Do investors actually care about CSR?

Corporate Social Responsibility is not a new or revolutionary idea. It has smothered business and economics media over the last two decades to a point where we would expect its institutionalisation in modern business strategy. Corporate Affairs has been at the forefront of this conversation around expanding the primary financial bottom line to comprise a holistic understanding…

Corporate Social Responsibility is not a new or revolutionary idea. It has smothered business and economics media over the last two decades to a point where we would expect its institutionalisation in modern business strategy.

Corporate Affairs has been at the forefront of this conversation around expanding the primary financial bottom line to comprise a holistic understanding of a corporations purpose, both as a revenue-generating vehicle and as a socially- and environmentally-minded citizen.

However, one of the most pivotal stakeholder groups has often contended the validity of such claims – the investors.
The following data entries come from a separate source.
PR #1802, opened 2019-07-25
Use internal reference for hydration flag

developit:
This avoids users accidentally passing `null` as the third argument to render:

```js
const root = document.createElement('div');
document.body.appendChild(root);

render(<App />, root, root.firstElementChild);
                      //   ^^^^^^^^^^^^^^^^^ this will be `null`
```

### DIFF
--- a/src/render.js
+++ b/src/render.js
@@ -3,6 +3,8 @@ import { commitRoot, diff } from './diff/index';
 import { createElement, Fragment } from './create-element';
 import options from './options';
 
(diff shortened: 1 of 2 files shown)


src/render.js
```diff
@@ -45,6 +47,5 @@ export function render(vnode, parentDom, replaceNode) {
  * update
  */
 export function hydrate(vnode, parentDom) {
-	parentDom._children = null;
```
JoviDeCroock: I think to make the tests work you'll have to reset this.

However, a new report from Massachusetts Institute of Technology Sloan Management Review (MIT SMR) in collaboration with The Boston Consulting Group has unveiled a divide between the values of the shareholders and those of senior managers, and it is not what you think.

Investors care more about sustainability than managers think

A lack of data to support decision-making has meant that sustainability initiatives have been dimly lit in the past, but with access to modern metrics, 75 per cent of investors surveyed viewed sustainable performance as having material importance to their investment decisions. Furthermore, around 60 per cent observed that sustainable business structures increased operational efficiency and revenue performance, as well as reduced their risk assessment and lowered the cost of capital.

Despite this, a significantly lower portion of managers thought that investors cared about CSR, and thus only 25 per cent of businesses have developed a clear business case.

Seminal writer on CSR John Paluszek spoke to Forbes magazine in 2014 about the amalgamation of business development and sustainability. An important issue he saw moving forward was how CSR success can be communicated in a financially compelling way.

When sustainability can speak in the language of measurable benefits, we can shift away from the “because it’s the right thing to do” argument and begin to acknowledge that it actually generates returns for shareholders over the short- and long-term. 

Facilitating a dialogue to realigning values and strategy

Co-author of the report and Executive Director of MIT SMR David Kiron alluded to how the solution to this issue may lie within the realms of corporate affairs.

“There’s a communications gap,” said Mr Kiron.

“We found that investor relations professionals in companies are not really talking to investors about the value of sustainability to the bottom line, even though investors place real value on sustainability performance.”

Investor priorities of authenticity, ethicality and sustainability need to be matched by managers and other executives. Thus, as communications professionals, we must ensure shareholders, managers and other stakeholders alike see eye-to-eye. Thereby, sustainability can take it’s rightful place at the centre of corporate strategy.